A single stretch of the material below is to be transcribed exactly, starting at the line with "130k | 185k |" and ending after the line with "import Arrays plz".

» Information supplied:
★ ★ ★ ★

PR #5124, opened 2026-09-16
Make the pathfinder consider more movements per second

AverWasTaken:
## What this PR does

Caches the stuff A* was recomputing over and over and removes a guava cache lookup from the hot path. Same paths, found 1.2x to 1.6x faster. No cost function changed!

## Why it should be merged

More movements considered per second means the search gets further inside the same `primaryTimeoutMS` before it has to hand back a segment, so fewer short segments and fewer "no path found" on stuff that was actually reachable. And it does that without touching the cost model, so the executor's per-tick cost verification still agrees with the planner exactly. Everything new is a memo in front of code that already existed, which makes it easy to bisect if something looks off.

## What changed

A* was spending most of its time doing the same thing over and over. The block under a node gets read by 21 of the 22 movements out of it, its break cost gets computed by the four descends and then again by the neighbours' descends, and every one of those goes through the registry's identity hash map just to find flags we already computed.

The bigger ones:

- Nodes live in 16x8x16 cells now, with only the cells in a hash map. The flat position -> node map was the hottest thing in the profile, every lookup was a cache miss into a multi megabyte key array. Successors are right next to the node being expanded so they mostly land in the cell we just touched.
- `canPlaceAgainst` went through `Block.isShapeFullBlock`, which is a guava cache that allocates a queue node on every hit. 8% of the search and nearly half of all allocation, mostly to ask whether air is a full cube. It's a precomputed flag now. get rekt guava
- The precomputed flags are stored on the `BlockState` itself via a small mixin instead of a `Reference2IntOpenHashMap` lookup, and the table is shared across searches instead of starting empty every tick. If the mixin isn't applied it falls back to the old lookup.
- The pathing thread's `BlockStateInterface` caches block lookups by position, and `getMiningDurationTicks` is memoized by position too.
- The heap keeps its keys in a parallel `double[]` so the sifts don't chase pointers. That one alone was ~15% which honestly surprised me.

## Results

Numbers are from an offline benchmark running the real `AStarPathFinder` against a synthetic 1024x1024 world put into actual `LevelChunkSection`s, 3 second budget, median nodes per second:

| scenario | before | after |
|---|---|---|
| surface goto | 129k | 152k |
| surface goto with favoring | 129k | 163k |
| underground goto | 130k | 185k |
| mine-style composite, 64 goals | 127k | 210k |
| descend to y=-40 | 133k | 185k |

So 1.2x on flat ground and up to 1.6x anywhere it has to dig. yippee. The runs swing ~8% so don't stare at any single row too hard. Also the mixin path can't run in the benchmark (no mixins there), that column is measuring the fallback, in game should be a bit better still.

## Testing

Existing unit tests pass (the open set tests check the heap against the linked list one), plus the usual light smoke testing in a dev env.

---

> AI was used in this PR to verify the math behind the benchmark comparisons, sanity-check assumptions around the caching changes, and help review the implementation for correctness. Performance testing was done and validated manually.


leijurv:
very cool.

`java.util.Arrays.fill` instead import Arrays plz

Can u have ur guy also check if we can get a win from making the costs not be doubles? Float is certainly good enough, and honestly, costs could probably work just fine as quantized ints? Maybe "1" would mean 0.001 seconds or some such.

leijurv:
Also why guard against the mixin failing to apply? Is that realistic?

AverWasTaken:
Unrelated PR??? @leijurv ^^ anyways im working on ur questions

AverWasTaken:
fixed the `Arrays` import.

on the mixin guard: it isn't realistic in game, the mixin always applies there. the fallback exists because the pathfinder can now run in a plain jvm with no mixins (that's how the benchmark works, and it's handy for tests). i dropped the identity cache since that was the ugly part, what's left is one `static final boolean` checked once at class init so it's free either way. if you'd rather it just hard cast and blow up without the mixin i can do that too.

on float / quantized ints: i tried float on the search side only (`PathNode` cost fields, the heap keys, the bestSoFar array) with the movement functions still returning doubles and casting at the boundary. same machine, 4 runs each, median nodes/s:

| scenario | double | float |
|---|---|---|
| surface goto | 187k | 198k |
| surface goto + favoring | 182k | 196k |
| underground goto | 186k | 208k |
| descend to y=-40 | 180k | 186k |

so about 5-10%. it's real but it's not the block reads, which are still most of the time. precision looks fine, costs top out in the thousands of ticks and `MIN_IMPROVEMENT` is 0.01, float has ~1e-4 to spare there. the one thing to watch is `Path.runBackwards` taking `min(calculateCost, nodeCostDiff)`, with float sums that diff can come in a hair under the true cost, which only ever makes the executor's check stricter so it's harmless.

quantized ints would probably land in the same place (same 4 bytes, integer compares are a little cheaper) but they touch the whole api, `IMovement.getCost`, `ActionCosts`, `Goal.heuristic` are all doubles. felt like its own PR rather than piling it on this one. happy to do it as a follow up if you want it, i'd go float on the search side first since it's contained to three classes.

PR #120, opened 2019-03-26
Itstool experimental branch

gjanssens:
This branch is meant to experiment with an alternative workflow for documentation authoring and translations. In this alternative workflow the independent documents per language are replaced with a single master document and translation will happen using gettext and the its extensions.

The single master document will serve for all languages as follows:

* Sections with contents that is valid for all languages will be written in English.
* Using the proper tooling the translatable messages will be extracted into a message catalog (pot file) which can be translated for each language we support.
* Sections that are relevant only for a single language will also  be added in the master document, but marked with special ITS tags. As a result messages from these sections will not appear in the catalog files.
* ITS also supports sections that are valid for some but not all languages or sections that are not relevant for some languages.

This branch is working with a reduced sample book (many chapters removed) for simplicity.

It has converted this subset into a master document and has created a po file for the German language.

Note creating this initial PO file is fairly complicated (the *pot* file on the other hand is easy). I have written a script that will extract msgids and corresponding msgstrs from the original and translated files. The only caveat is the order in which the xml tags appear in both documents has to match exactly. If they don't the script will fail. So to use the script any tag mismatches should first be manually corrected (using a smart diff tool to find the differences does help, but it's still a huge one-time manual effort).

Lastly what gettext with ITS won't solve for us is that incomplete translations will be replaced with English text as opposed to not included as it was in the original workflow. I'll admit that personally I would prefer complete documentation that may be partially untranslated than incomplete documentation with what's there fully translated. Including untranslated contents may also better expose the work to be done still to potentially new translators. We can investigate how tooling/scripting can improve the experience though.

Note also that the last commits are there to simulate large documentation changes and evaluate how this impacts translatability of the master document and the language specific po files in particular.


pmraps:
Bravo!
As usual, an excellent idea. Looking forward to see it working.

fellen:
I hope, after the 3.5 release to have some time for the points already mentioned in https://wiki.gnucash.org/wiki/Po_Based_Documentation_Translations

Others can also share their knowledge there. ;-)

PR #122, opened 2019-05-30
Draft Debit and Credits section

DaveC49:
Debit and Credit section showing which accounmt types have debit balances and which haave credit balances and the effect of debits and credits on each account type.
Debits and Credits section

Minor fix to missing tag
Double Entry section

Add a reference to the debit and credit section above

### DIFF
--- a/guide/C/ch_basics.xml
+++ b/guide/C/ch_basics.xml
@@ -142,7 +142,49 @@
         </screenshot>
       </figure>
     </sect2>
-
+    
+    <sect2 id="basics-debits-credits">
+      <title>Debits and Credits</title>
+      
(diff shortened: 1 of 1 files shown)


DaveC49:
Section 2.1.3  Debits and Credits explaining the conceptual basis of debit balance accounts and credit balance accounts and how to determine which is which from the accounting equation added

fellen:
Sorry for the delay.

This PR relates to Bug 797265 - Basics - Explanation of Debits and Credits

it is a very good section, thank you!

I found only one typo, added an ID and used <equation> instead of <emphasis> as you can see in my follow ups.

DaveC49:
Thanks Frank.

PR #123, opened 2019-07-10
Import Bills & Invoices: blank ID is replaced by ID from previous row

ekinonnakapito:
In the Import Bills & Invoices function, previously a blank invoice ID was considered an error. After the latest changes in Gnucash pull request #457, a blank invoice ID is substituted with the ID of the previous row. So a blank ID is only an error in the initial row of an import file.


fellen:
Sorry, this was forgotten.
Thanks!

PR #124, opened 2019-07-14
Optimize all PNGs with optipng

SkewedZeppelin:
Reduces size by ~28MB

should be beneficial to users, and distro mirrors alike.


fellen:
I think, it is a very interesting idea. A few notes without testing or looking in details like "What is the meaning of IDAT?":

- Did you use specific parameters? How long was it running? Can attach the log file?

- Should we document the use in a section like https://wiki.gnucash.org/wiki/Documentation_Update_Instructions#Adjusting_an_Image.27s_Dots_Per_Inch? As alternative one could make it part of the build process, but I think it would be too time consuming.

- I am not sure we should apply it on borrowed parts like stlesheet/ and xsl/

SkewedZeppelin:
> Did you use specific parameters?

Defaults.

> How long was it running?

About 15 minutes from RAM (/tmp)

> Can attach the log file?

That was very long (past terminal scrollback of 10k lines) and never saved

> Should we document the use in a section

Yes, a section to run optipng (or any other optimizer) on images on check-in would be beneficial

★ ★ ★ ★

» Finished task:
| underground goto | 130k | 185k |
| mine-style composite, 64 goals | 127k | 210k |
| descend to y=-40 | 133k | 185k |

So 1.2x on flat ground and up to 1.6x anywhere it has to dig. yippee. The runs swing ~8% so don't stare at any single row too hard. Also the mixin path can't run in the benchmark (no mixins there), that column is measuring the fallback, in game should be a bit better still.

## Testing

Existing unit tests pass (the open set tests check the heap against the linked list one), plus the usual light smoke testing in a dev env.

---

> AI was used in this PR to verify the math behind the benchmark comparisons, sanity-check assumptions around the caching changes, and help review the implementation for correctness. Performance testing was done and validated manually.


leijurv:
very cool.

`java.util.Arrays.fill` instead import Arrays plz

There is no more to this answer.